Assigned task:
Nothing in the records may change when you print them out again.

Exercise data:

PR #319, opened 2022-09-14
Move translator to `ValidationContext`

vjik:
| Q             | A
| ------------- | ---
| Is bugfix?    | ❌
| New feature?  | ❌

Written response:
PR #319, opened 2022-09-14
Move translator to `ValidationContext`

vjik:
| Q             | A
| ------------- | ---
| Is bugfix?    | ❌
| New feature?  | ❌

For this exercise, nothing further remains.